Heparan sulfate

We synthesise heparan sulfate structures on dendritic cores as potential therapeutics and research the role of natural heparan sulfate in bone repair.

Heparan sulfate structure
Structural model of heparan sulfate

Heparan sulfate is a linear sulfated polysaccharide. This heterogeneous glycosaminoglycan is present at the surface and in the extracellular matrix of all animal cells. It has a number of essential roles in cell signalling and regulation.

Our research with this material involves:

  • multistep complex organic synthesis of small, specific heparan sulfate structures
  • attachment of these synthetic compounds to dendritic cores, in order to mimic the naturally-derived polymeric material
  • manufacture and characterisation of components of natural heparan sulfate
  • collaboration with biologists in New Zealand, Singapore and the United Kingdom for evaluation as therapeutics for Alzheimer’s disease and in bone repair.

Our natural heparan sulfate is derived from porcine mucosa, available as a by-product of the heparin manufacturing process.

Current projects

Current projects in this research area include:

  • structure-activity relationships
  • chemical modification and characterisation
  • applications in stem cell biology and in neurodegenerative diseases
  • support for GlycoSyn in the manufacture of clinical trial materials.

Some of these projects are suitable for postgraduate research projects, including Masters and PhD theses. Please contact Dr Alison Daines for more information.

Collaborators

University of Liverpool: Professor Jerry Turnbull
A-STAR*: Dr Simon Cool | Dr Victor Nurcombe

Staff

Dr Peter Tyler | Dr Simon Hinkley (programme leaders) | Dr Tracy Bell | Dr Susie Carnachan | Dr Ralf Schwörer | Dr Olga Zubkova

Heparan sulfate structures on dendritic cores

We have designed and synthesised oligosaccharides that mimic or interfere with the functions of heparan sulfate in biological systems.

This research (carried out in collaboration with Professor Jerry Turnbull) has previously been hindered by the complexity of the oligosaccharide synthesis. Our novel approach, however, has enabled us to rapidly create a library of single entity glycomimetic clusters capped with varied heparan sulfate saccharides.

These molecules model longer natural heparan sulfates and also inhibit the protease beta-secretase 1 (BACE-1). This activity prevents the build-up of beta-amyloid, which may help slow or stop Alzheimer’s disease.

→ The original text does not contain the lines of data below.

Issue #750, opened 2026-09-12
More lossy encodings that become paths, keys or authorization decisions


xe-nvdk:
Found while auditing #744. Filed together because they share one shape: a lossy transform whose output is then used as an identity. Ordered by severity.

## 1. Daily compaction flattens source keys into one temp directory

`internal/compaction/job.go:596`: `localPath := filepath.Join(tempDir, filepath.Base(fileKey))`, then `os.Create`, which truncates with no collision check.

The daily tier's candidate spans all 24 hour subdirectories (`daily.go:150-218`), and file basenames are `{measurement}_{YYYYMMDD}_{HHMMSS}_{nanos}.parquet` derived from wall-clock only (`ingest/arrow_writer.go:3668`, no node id, PID or random component). Two source files from different hours can share a basename. The result: one file's rows are duplicated into the output, the other's are dropped, and **both originals are marked compacted and deleted**.

Same shape as the already-closed #357.

## 2. RBAC dedup key case-folds while the permission check does not

`internal/api/query.go:1222` and `:1271` build the dedup key with `table := strings.ToLower(tableName)`, but the `TableReference` that reaches `CheckPermissionsBatch` keeps the original case, and `matchPattern` (`internal/auth/rbac_manager.go:1968`) compares case-sensitively.

So `SELECT * FROM cpu WHERE x IN (SELECT y FROM CPU)` checks the permission for `cpu` only, and reads both. Object keys are case-sensitive on S3, so those are two measurements with two separate grants.

Distinct from #740, which covers spoke identifiers rather than this.

## 3. `sanitizeDBForName`'s doc comment asserts an invariant that is false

We have identified several potent clusters that are drug leads for Alzheimer’s disease. The clusters also provide a way to study the interactions of heparan sulfate with proteins more generally.

References

Single entity heparan sulfate glycomimetic clusters for therapeutic applications, Angewandte Chemie International Edition (2015).

Synthesis of a targeted library of heparan sulfate hexa- to dodecasaccharides as inhibitors of β-secretase: potential therapeutics for Alzheimer’s disease, Chemistry - A European Journal (2013).

Bone repair

In an ongoing and close collaboration with Singaporean researchers, we have prepared a novel heparan sulfate material that significantly enhances bone healing. The material is placed in a trauma site on a collagen support and has high potency but very low toxicity. It shows remarkable improvement over the current therapies that are used to aid the repair serious bone damage.

This heparan sulfate material works by increasing the bioavailability, bioactivity and half-life of bone morphogenetic protein, a potent bone healing compound that is produced where there is bone trauma.

The material is isolated from commercially available heparan sulfate using a peptide-based affinity resin and is in development by A-STAR*, our biology collaborators.

Using our expertise in the analysis of complex polysaccharides, we have developed analysis methods to characterise the active components of the heparan sulfate material. This work aims to identify the key structural components that are responsible for the material’s biological activity.

References

Engineering a vascular endothelial growth factor 165-binding heparan sulfate for vascular therapy, Biomaterials (2014).
Affinity-selected heparan sulfate for bone repair, Biomaterials (2013).